Molecular cloning and expression analysis of two lectin genes in Sophora flavescens

Plant lectins are greatly introduced in modern medical diagnostics, which play a key role to diagnose the degrees of malignant tumor and used to inhibit different types of cancer cells. To further characterize the structure and function of plant lectins, we cloned, expressed and analyzed two lectin genes from a Chinese medicinal plant Sophora flavescens (sfl1, sfl2). The two genes were successfully cloned by reverse transcription-polymerase chain reaction (RT-PCR). The full-length open reading frame (ORF) of the sfl1 contained 864 bp encoding SFL1 protein with 287 amino acids, whereas the sfl2 contained 891 bp encoding SFL2 protein of 296 amino acids.
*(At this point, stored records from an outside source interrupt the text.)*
PR #52, opened 2020-01-21
HBASE-23714 Updated to version 22 of the Apache parent POM

HorizonNet:


pom.xml
```diff
@@ -236,7 +224,6 @@
         <plugin>
           <groupId>org.apache.maven.plugins</groupId>
```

The two genes were subcloned to pET-22b(+) vector and the recombinant plasmids pET-22b(+)-sfl1 and pET-22b(+)-sfl2 were transformed into E. coli BL21 for protein expression. The two expressed proteins were detected by Western-blotting. The physicochemical properties, homologous proteins and evolution, secondary structures, and three dimensional (3D) structures of the SFL1 and SFL2 proteins were analyzed by bioinformatic tools. Our results provide a foundation for exploring plant lectins as anti-cancer drugs.